◆ **WORK INSTRUCTIONS**: Where does the string "intelliSenseEngine" occur in the records below? Copy every line that holds it.

◆ **THE RECORDS**:
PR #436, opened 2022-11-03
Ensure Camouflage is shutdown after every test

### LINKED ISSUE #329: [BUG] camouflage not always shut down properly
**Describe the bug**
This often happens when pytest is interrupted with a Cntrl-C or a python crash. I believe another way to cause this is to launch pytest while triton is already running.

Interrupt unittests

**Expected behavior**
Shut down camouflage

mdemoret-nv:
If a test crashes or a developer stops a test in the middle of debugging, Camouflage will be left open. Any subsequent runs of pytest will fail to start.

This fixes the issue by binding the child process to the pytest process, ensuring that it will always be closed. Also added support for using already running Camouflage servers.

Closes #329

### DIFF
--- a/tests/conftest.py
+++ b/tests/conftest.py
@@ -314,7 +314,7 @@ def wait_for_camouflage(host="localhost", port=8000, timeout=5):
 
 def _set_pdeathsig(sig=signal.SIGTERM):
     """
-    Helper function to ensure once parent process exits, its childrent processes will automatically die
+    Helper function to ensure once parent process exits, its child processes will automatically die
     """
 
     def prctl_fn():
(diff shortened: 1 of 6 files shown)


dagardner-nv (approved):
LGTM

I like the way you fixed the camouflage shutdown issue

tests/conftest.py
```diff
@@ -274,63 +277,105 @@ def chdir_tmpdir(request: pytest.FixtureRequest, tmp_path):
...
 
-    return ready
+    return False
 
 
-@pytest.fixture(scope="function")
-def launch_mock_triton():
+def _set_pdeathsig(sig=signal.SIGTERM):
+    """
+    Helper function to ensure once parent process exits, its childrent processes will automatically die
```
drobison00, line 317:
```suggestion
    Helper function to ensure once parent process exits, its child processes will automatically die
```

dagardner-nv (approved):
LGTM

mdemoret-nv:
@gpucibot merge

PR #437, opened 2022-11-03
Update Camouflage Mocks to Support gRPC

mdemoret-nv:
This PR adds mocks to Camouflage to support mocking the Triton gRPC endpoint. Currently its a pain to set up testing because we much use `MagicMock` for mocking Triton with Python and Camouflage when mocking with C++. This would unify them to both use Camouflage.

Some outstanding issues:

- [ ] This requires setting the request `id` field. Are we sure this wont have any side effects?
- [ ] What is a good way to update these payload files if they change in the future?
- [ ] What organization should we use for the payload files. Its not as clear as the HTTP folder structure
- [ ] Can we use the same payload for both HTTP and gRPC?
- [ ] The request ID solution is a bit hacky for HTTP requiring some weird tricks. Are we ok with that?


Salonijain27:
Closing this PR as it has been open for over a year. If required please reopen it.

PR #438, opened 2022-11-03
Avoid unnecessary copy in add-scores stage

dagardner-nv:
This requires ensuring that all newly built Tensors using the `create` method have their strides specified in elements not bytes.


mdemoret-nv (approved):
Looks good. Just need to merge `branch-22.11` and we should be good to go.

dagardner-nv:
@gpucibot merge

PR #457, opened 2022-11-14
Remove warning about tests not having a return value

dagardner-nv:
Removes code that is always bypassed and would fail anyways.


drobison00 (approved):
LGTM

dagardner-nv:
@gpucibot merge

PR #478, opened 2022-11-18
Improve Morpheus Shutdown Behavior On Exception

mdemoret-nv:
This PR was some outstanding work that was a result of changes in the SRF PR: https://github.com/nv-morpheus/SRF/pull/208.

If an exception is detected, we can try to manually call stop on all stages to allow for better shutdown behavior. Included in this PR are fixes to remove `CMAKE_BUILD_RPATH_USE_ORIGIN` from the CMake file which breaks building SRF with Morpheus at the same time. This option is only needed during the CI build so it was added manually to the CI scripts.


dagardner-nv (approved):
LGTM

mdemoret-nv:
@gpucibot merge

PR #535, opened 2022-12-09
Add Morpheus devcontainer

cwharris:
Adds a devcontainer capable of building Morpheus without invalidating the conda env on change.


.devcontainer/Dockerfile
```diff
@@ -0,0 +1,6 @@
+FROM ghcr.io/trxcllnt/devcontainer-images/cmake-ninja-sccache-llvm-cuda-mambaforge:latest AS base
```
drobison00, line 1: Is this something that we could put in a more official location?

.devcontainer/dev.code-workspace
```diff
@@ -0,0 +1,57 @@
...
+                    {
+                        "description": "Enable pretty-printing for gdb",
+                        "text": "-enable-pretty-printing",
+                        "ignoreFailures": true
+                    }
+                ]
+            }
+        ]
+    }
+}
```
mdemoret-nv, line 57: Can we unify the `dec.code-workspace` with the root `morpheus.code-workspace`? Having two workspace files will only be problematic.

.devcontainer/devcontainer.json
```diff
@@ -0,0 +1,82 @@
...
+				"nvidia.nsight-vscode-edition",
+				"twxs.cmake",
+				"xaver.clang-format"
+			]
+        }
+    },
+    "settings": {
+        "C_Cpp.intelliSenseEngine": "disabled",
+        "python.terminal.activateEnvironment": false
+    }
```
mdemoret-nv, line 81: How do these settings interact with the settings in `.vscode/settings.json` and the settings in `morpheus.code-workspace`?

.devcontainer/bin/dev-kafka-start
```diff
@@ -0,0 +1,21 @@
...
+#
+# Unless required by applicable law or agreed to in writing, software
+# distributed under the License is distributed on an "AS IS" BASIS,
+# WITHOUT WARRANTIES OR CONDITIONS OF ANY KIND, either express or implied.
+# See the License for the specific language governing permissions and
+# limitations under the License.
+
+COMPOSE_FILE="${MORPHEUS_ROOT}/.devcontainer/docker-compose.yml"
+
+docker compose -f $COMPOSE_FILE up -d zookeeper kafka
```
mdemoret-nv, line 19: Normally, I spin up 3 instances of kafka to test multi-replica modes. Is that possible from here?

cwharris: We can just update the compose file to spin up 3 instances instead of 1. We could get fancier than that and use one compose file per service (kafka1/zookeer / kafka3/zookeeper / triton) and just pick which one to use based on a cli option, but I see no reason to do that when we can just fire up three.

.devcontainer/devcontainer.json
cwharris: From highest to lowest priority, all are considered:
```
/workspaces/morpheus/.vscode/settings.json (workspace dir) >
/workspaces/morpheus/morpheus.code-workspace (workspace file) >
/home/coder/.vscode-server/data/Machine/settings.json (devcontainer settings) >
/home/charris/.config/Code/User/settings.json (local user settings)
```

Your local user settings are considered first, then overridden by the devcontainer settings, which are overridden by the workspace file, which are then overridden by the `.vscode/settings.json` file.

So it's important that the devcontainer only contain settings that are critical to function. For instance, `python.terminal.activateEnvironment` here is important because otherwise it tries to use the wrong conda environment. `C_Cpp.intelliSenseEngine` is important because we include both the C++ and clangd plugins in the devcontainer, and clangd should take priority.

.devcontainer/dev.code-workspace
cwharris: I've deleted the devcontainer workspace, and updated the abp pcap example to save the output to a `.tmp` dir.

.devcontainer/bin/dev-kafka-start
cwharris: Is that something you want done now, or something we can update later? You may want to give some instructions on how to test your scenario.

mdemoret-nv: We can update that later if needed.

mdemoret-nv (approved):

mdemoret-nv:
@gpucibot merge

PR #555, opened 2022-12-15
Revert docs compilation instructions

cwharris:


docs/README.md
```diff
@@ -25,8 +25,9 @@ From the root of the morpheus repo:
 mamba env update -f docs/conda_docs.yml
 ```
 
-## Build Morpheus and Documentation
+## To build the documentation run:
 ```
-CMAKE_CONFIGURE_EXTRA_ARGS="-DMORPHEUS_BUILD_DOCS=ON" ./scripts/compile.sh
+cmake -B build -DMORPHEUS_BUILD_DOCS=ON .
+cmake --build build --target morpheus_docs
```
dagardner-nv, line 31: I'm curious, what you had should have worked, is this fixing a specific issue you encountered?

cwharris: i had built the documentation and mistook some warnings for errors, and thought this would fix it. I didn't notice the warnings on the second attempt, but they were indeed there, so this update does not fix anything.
--
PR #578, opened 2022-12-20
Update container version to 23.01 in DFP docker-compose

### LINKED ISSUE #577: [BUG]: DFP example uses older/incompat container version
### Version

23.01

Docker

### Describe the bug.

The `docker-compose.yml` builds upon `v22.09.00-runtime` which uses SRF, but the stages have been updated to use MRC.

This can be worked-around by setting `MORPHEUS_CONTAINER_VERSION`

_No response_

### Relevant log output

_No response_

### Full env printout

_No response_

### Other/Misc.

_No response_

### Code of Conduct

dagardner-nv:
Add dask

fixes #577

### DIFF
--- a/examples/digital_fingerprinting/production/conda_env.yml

◆ **SOLUTION FOR THIS TASK**:
+        "C_Cpp.intelliSenseEngine": "disabled",
So it's important that the devcontainer only contain settings that are critical to function. For instance, `python.terminal.activateEnvironment` here is important because otherwise it tries to use the wrong conda environment. `C_Cpp.intelliSenseEngine` is important because we include both the C++ and clangd plugins in the devcontainer, and clangd should take priority.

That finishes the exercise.